The fee covers any minor lab work as well as, for example, a follow-up appointment to see how a prescription might be working out. It's a lot more affordable this way for students, especially when they're looking at whether they want to address an issue such as hypertension.

What's your favorite part about your job?

I particularly enjoy working with Calumet campus students, who tend to be really hard-working people. By that, I mean they tend to work and go to school. Most of our students have family responsibilities, too; most of them are parents. Many of them are a major contributor to the household income. They're highly motivated, usually very intelligent people.

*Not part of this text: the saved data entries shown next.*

PR #1104, opened 2020-10-27
Fix #1093

### LINKED ISSUE #1093: Plotting repeats stops working
If I look at the repeated structure manually, repeat seems to be working. But plot bombs and just shows the unit cell.

Joerg had the idea that maybe the cell was not getting done right and the atoms are being wrapped back into the unit cell, so I displaced the 0th atom (then you should see two atoms near each other), but this has no effect.

I'm on the current heads of pyiron and pyiron_base.

MWE:
```pyiron
struct = pr.create_ase_bulk('Al', cubic=True).repeat(2)
struct.positions[0, 0] += 0.6
struct.plot3d()
```

pmrv:
The underlying problem is that `Atoms.__copy__` copies the `Visualize`
class, but does not set a the new `Atoms` object as its reference.
However since `Visualize` does not keep any state expect that reference,
we can side-step this problem by making `Atoms.visualize` a property
that returns a new `Visualize` instance on the fly.  To avoid
unnecessary instantiations `Visualize` is now a singleton.  I also went
ahead and renamed the member to `_visualize` since it is not documented
and we labeled the whole module where it comes from as internal.

This effectively reverts PR #1098.  Since this avoid special casing `Atoms.visualize` in the copy method, I thought this was a bit neater.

It's a pleasure to take care of them because they're so impressive in what they do.

What other professional work do you do?

Because I have a general interest in the medically underserved, I also work a couple of times each week in the Gary Community Health Net, which is a group of clinics in this area that treat and see those in need. Our patients are uninsured or underinsured.

I think the most important thing about a public health practice is that when you see a patient, you need to understand the medical risks and the types of problems they're most likely to encounter living in the arena that they live in. At Purdue Calumet, for example, our students are far more likely to have neglected medical needs. If they don't get preventative care, there's a likelihood that we'll have to see them for a problem later down the road. That's where you get a lot of satisfaction -- helping a medically vulnerable person care for a problem, so that problem doesn't become even larger in the future.